About this task:
Give a count of the lines below that have the string "archive" in them, with no other words.

Extracted material:
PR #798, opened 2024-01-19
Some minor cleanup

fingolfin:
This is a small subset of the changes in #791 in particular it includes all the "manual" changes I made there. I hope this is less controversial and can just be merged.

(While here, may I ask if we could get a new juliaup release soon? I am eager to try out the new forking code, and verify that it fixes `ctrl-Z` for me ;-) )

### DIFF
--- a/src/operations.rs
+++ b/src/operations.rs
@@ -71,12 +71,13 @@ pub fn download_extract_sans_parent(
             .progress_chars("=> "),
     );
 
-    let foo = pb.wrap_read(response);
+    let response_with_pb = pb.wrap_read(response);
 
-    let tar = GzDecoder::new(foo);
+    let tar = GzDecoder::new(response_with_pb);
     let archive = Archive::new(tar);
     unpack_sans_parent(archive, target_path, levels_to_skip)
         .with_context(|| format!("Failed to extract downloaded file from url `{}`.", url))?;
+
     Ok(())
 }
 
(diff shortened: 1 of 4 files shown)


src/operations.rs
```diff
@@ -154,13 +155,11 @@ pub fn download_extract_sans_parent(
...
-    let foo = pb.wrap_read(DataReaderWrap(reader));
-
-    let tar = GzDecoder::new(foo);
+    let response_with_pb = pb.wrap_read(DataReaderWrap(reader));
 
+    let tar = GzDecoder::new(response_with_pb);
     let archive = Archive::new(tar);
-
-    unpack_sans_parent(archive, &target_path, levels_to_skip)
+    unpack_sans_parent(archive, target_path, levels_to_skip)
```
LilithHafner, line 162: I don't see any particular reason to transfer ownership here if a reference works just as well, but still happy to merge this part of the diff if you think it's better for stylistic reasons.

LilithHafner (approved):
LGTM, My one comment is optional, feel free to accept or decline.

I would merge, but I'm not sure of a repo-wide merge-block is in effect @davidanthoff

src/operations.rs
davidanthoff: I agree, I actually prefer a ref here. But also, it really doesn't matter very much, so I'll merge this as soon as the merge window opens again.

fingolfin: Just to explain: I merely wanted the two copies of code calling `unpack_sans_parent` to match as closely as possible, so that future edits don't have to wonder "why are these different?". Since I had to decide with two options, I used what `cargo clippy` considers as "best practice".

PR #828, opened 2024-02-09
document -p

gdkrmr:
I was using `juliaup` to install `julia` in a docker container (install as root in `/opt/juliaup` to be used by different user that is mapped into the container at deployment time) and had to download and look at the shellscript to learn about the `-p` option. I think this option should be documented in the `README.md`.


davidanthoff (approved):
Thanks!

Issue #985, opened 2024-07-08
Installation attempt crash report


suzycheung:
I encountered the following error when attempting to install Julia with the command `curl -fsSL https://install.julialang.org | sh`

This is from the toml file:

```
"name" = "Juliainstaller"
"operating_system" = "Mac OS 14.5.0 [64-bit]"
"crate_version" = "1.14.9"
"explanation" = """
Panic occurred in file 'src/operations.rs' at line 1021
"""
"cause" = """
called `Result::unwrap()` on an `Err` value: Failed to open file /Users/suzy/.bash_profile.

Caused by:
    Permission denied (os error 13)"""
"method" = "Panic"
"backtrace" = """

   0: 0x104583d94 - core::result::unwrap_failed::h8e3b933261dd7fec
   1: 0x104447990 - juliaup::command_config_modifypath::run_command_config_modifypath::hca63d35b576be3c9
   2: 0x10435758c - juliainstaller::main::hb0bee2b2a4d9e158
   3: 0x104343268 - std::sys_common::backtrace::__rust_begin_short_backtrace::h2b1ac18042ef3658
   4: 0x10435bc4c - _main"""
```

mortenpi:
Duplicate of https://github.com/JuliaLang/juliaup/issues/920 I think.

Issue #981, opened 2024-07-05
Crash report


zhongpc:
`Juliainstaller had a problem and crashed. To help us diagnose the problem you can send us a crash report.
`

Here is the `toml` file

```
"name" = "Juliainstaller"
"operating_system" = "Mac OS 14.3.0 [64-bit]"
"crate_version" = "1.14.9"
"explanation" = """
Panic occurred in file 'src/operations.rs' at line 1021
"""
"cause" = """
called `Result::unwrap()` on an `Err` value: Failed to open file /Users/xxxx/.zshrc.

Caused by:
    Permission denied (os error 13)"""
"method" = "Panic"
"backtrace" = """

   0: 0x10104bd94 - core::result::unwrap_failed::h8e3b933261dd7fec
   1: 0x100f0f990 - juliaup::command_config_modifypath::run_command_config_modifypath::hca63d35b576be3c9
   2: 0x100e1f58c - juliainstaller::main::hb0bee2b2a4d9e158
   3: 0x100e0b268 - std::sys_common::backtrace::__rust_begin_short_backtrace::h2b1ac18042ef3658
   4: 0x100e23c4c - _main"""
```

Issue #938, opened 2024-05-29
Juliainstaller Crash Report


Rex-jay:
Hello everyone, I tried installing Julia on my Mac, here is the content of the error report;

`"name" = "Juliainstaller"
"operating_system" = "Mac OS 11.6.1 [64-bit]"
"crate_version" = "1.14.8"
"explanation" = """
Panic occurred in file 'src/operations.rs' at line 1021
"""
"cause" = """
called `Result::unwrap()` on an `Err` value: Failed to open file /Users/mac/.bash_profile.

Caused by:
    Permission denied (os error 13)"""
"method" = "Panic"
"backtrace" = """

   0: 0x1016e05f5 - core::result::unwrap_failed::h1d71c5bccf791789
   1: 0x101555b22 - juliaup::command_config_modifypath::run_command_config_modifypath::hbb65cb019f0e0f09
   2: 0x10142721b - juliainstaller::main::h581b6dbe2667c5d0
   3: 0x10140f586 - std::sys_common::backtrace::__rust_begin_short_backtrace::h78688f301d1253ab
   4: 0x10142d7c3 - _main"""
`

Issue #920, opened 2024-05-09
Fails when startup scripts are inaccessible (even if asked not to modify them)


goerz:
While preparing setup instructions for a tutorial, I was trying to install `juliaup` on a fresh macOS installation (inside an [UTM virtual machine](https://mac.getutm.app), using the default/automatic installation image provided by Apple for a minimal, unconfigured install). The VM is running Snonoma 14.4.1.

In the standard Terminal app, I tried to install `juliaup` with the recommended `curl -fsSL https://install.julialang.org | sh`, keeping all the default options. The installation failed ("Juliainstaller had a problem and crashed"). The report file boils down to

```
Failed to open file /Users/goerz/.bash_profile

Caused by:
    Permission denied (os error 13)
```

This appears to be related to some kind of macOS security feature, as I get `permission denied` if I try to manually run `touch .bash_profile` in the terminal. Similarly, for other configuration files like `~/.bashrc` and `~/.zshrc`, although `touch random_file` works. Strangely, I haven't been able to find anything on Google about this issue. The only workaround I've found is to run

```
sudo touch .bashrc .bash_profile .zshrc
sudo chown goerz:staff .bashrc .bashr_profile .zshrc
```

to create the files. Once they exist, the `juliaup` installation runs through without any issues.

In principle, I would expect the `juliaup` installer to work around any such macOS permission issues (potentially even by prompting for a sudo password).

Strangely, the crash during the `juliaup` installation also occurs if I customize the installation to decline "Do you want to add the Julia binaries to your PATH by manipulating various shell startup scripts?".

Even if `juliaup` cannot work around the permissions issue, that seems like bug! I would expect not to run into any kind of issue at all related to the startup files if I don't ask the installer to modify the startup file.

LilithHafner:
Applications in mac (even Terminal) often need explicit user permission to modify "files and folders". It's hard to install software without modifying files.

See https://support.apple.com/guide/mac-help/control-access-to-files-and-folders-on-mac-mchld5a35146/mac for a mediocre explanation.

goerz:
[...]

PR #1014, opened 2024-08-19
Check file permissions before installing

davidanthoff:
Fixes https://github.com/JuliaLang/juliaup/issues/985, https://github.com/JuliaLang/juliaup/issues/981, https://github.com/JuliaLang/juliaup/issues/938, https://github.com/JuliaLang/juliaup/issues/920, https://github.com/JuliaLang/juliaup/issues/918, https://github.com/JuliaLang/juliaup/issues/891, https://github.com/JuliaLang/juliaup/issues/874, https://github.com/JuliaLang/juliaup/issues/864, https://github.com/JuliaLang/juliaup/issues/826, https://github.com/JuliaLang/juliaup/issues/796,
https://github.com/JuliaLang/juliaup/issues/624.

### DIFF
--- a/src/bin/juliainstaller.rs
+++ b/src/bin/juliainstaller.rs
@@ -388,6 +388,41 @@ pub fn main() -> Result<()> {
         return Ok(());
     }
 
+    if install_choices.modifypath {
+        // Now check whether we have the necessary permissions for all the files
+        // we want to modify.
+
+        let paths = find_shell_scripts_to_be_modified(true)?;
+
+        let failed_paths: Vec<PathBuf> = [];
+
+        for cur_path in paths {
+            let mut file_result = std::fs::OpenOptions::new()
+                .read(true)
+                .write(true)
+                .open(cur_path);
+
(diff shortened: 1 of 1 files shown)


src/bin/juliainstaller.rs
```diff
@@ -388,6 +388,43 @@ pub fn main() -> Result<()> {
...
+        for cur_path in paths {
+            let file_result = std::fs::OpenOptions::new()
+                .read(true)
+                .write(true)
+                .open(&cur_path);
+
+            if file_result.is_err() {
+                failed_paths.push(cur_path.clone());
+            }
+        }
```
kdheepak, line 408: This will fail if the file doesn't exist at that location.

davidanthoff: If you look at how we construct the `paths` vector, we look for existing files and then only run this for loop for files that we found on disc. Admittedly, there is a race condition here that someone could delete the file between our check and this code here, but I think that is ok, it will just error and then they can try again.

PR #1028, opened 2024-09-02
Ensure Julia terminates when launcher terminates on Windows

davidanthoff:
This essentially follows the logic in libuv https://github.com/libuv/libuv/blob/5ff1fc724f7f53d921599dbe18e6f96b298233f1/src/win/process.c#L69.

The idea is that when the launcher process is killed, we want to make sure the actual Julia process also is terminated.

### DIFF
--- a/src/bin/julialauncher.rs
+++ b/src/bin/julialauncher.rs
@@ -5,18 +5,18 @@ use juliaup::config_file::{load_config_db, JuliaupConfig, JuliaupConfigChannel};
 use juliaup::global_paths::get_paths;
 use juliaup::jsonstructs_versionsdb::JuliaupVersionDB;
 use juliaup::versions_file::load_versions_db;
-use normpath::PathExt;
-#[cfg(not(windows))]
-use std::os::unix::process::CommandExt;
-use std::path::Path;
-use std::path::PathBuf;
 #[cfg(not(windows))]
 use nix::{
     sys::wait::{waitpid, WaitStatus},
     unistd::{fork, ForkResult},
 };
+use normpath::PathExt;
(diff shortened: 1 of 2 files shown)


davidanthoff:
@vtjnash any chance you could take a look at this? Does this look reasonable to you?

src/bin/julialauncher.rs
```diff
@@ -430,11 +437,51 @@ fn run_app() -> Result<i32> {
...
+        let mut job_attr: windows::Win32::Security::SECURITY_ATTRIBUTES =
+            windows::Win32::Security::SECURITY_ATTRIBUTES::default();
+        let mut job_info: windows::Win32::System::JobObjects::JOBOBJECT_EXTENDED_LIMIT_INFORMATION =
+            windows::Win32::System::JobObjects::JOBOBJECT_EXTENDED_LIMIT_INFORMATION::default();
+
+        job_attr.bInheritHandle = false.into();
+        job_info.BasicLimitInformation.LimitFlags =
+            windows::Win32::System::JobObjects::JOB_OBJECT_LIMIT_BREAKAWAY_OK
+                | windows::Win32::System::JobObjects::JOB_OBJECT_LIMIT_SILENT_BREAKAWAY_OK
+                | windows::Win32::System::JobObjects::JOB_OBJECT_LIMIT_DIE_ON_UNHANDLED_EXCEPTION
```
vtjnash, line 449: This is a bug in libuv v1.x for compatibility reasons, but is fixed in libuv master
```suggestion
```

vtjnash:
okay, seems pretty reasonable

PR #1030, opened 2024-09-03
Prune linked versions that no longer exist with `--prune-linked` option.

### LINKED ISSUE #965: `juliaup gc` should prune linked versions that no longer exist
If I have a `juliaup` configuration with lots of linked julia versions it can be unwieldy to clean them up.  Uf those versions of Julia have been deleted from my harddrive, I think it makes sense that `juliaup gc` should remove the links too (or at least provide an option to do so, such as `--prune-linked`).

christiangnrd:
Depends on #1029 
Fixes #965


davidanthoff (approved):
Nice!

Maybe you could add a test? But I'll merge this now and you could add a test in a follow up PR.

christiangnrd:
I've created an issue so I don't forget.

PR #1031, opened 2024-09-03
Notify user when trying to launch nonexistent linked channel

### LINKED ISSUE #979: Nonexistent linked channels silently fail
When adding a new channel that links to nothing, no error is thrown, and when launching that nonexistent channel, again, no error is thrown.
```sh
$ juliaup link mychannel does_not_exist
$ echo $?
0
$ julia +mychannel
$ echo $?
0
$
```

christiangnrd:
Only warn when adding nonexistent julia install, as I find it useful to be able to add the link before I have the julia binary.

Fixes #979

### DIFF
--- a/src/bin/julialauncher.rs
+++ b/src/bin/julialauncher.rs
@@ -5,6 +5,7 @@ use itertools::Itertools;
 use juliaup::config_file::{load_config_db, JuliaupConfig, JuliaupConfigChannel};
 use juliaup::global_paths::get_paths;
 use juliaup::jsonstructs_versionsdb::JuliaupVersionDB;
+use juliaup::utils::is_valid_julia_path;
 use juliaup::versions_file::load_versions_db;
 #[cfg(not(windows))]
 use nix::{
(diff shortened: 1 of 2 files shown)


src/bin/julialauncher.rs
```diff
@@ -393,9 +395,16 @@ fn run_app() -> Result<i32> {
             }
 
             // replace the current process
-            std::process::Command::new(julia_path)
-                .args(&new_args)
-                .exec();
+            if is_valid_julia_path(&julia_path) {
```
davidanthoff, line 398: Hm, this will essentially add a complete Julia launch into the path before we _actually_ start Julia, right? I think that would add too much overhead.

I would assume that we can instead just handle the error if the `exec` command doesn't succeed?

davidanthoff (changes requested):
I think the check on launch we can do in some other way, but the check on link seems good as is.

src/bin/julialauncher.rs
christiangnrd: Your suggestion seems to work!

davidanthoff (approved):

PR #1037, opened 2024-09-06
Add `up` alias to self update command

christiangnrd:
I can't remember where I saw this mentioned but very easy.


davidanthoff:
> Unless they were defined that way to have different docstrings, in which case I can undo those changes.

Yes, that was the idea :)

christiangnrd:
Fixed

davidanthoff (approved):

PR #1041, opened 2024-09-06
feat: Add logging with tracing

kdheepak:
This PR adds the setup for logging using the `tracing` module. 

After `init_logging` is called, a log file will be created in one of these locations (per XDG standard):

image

Task output:
5